PR #20112, opened 2024-08-13
[Workflow] Do to talk about workflow, and explain what support option is for

lyrixx:
Again, registry is root of so many confusion, we should not talk about it at all

### DIFF
--- a/workflow/workflow-and-state-machine.rst
+++ b/workflow/workflow-and-state-machine.rst
@@ -81,6 +81,7 @@ Below is the configuration for the pull request state machine.
                     marking_store:
                          type: 'method'
                          property: 'currentPlace'
+                    # The supports options is useful only if you are using twig functions ('workflow_*')
                     supports:
                         - App\Entity\PullRequest
                     initial_marking: start
@@ -132,6 +133,7 @@ Below is the configuration for the pull request state machine.
                         <framework:property>currentPlace</framework:property>
                     </framework:marking-store>
 
+                    <!-- The supports options is useful only if you are using twig functions ('workflow_*') -->
                     <framework:support>App\Entity\PullRequest</framework:support>
 
                     <framework:initial_marking>start</framework:initial_marking>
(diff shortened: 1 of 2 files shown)


workflow/workflow-and-state-machine.rst
```diff
@@ -81,6 +81,7 @@ Below is the configuration for the pull request state machine.
                     marking_store:
                          type: 'method'
                          property: 'currentPlace'
+                    # The supports options is useful only if you are using twig functions ('workflow_*')
```
xabbuh, line 84:
```suggestion
                    # the "supports" option is useful only if you are using Twig functions ('workflow_*')
```

workflow/workflow-and-state-machine.rst
```diff
@@ -132,6 +133,7 @@ Below is the configuration for the pull request state machine.
                         <framework:property>currentPlace</framework:property>
                     </framework:marking-store>
 
+                    <!-- The supports options is useful only if you are using twig functions ('workflow_*') -->
```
☆ ☆ ☆ ☆ ☆
YOUR INSTRUCTIONS -> Find all the lines with "start" in the data and copy them.

ANSWER BELOW ->
                     initial_marking: start
                     <framework:initial_marking>start</framework:initial_marking>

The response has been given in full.